**Assigned task:**
Starting at the line containing "Sorry, the right incantation would be" and ending at the line containing "st_attr returns non-spatial", print every line of the material below exactly, both ends included, and stop there.

--- Working data Enclosed Below ---

Issue #229, opened 2017-02-22
Convenience function to access non-spatial fields


sboysel:
Is there a convenience function to extract the non-spatial fields of a feature collection akin to the data slot in `sp` (e.g. `x@data`)?  Something that explicitly drops any geometry data from the feature collection and returns a simple `data.frame`:

```r
st_just_data <- function(x) {
  df <- as.data.frame(x)
  df_sfc_cols <- sapply(df, function(i) inherits(i, "sfc"))
  df[, !df_sfc_cols]
}
```

Is this something useful?  Is there a better way of doing this?

tim-salabim:
I also wrote my own function for this. What I found crucial though is to retain the data frame structure in the output, hence I would suggest the following:
```r
geompos <- which(names(x) == attr(x, "sf_column"))
return(data.frame(x)[, -geompos, drop = FALSE])
```
In general, I think this could be a useful function.

edzer:
You can use `st_geometry(nc) <- NULL`.

edzer:
(the more elegant way if you want to do it "by hand", which I learned very recently, is to use `setdiff`:

    nc[setdiff(names(nc), attr(nc, "sf_column"))]

note that all this assumes there is only _one_ geometry list-column, which is the current assumption of `sf` objects)

tim-salabim:
Very elegant. I assume `setdiff` will preserve the `data.frame` class?
If so, I will update my function accordingly, thanks!

edzer:
Sorry, the right incantation would be

    x = as.data.frame(nc)[setdiff(names(nc), attr(nc, "sf_column"))]

since otherwise `[.sf` is used, which makes the geom sticky. But my first suggestion is shorter, and uses the `sf` api.

edzer:
The original proposal of @sboysel btw removes _all_ geometry columns.

edzer:
Multiple geom columns are discussed in https://github.com/edzer/sfr/issues/183

Robinlovelace:
+1 for having this as a convenience function.

PR #297, opened 2017-04-08
st_attr returns non-spatial attributes of sf object

sboysel:
Addresses #229 (convenience function to extract non-spatial fields from `sf` object) using the method suggested by @edzer.  Perhaps the function could benefit from some renaming for the sake of clarity.  Any thoughts?


edzer:
I don't think this problem is large enough to get a function on its own. In addition, sf now allows for more than one geometry list-column, and st_attr doesn't deal with that, afaics.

--- End of Enclosed Working data ---

**Answer to this exercise:**
Sorry, the right incantation would be

    x = as.data.frame(nc)[setdiff(names(nc), attr(nc, "sf_column"))]

since otherwise `[.sf` is used, which makes the geom sticky. But my first suggestion is shorter, and uses the `sf` api.

edzer:
The original proposal of @sboysel btw removes _all_ geometry columns.

edzer:
Multiple geom columns are discussed in https://github.com/edzer/sfr/issues/183

Robinlovelace:
+1 for having this as a convenience function.

PR #297, opened 2017-04-08
st_attr returns non-spatial attributes of sf object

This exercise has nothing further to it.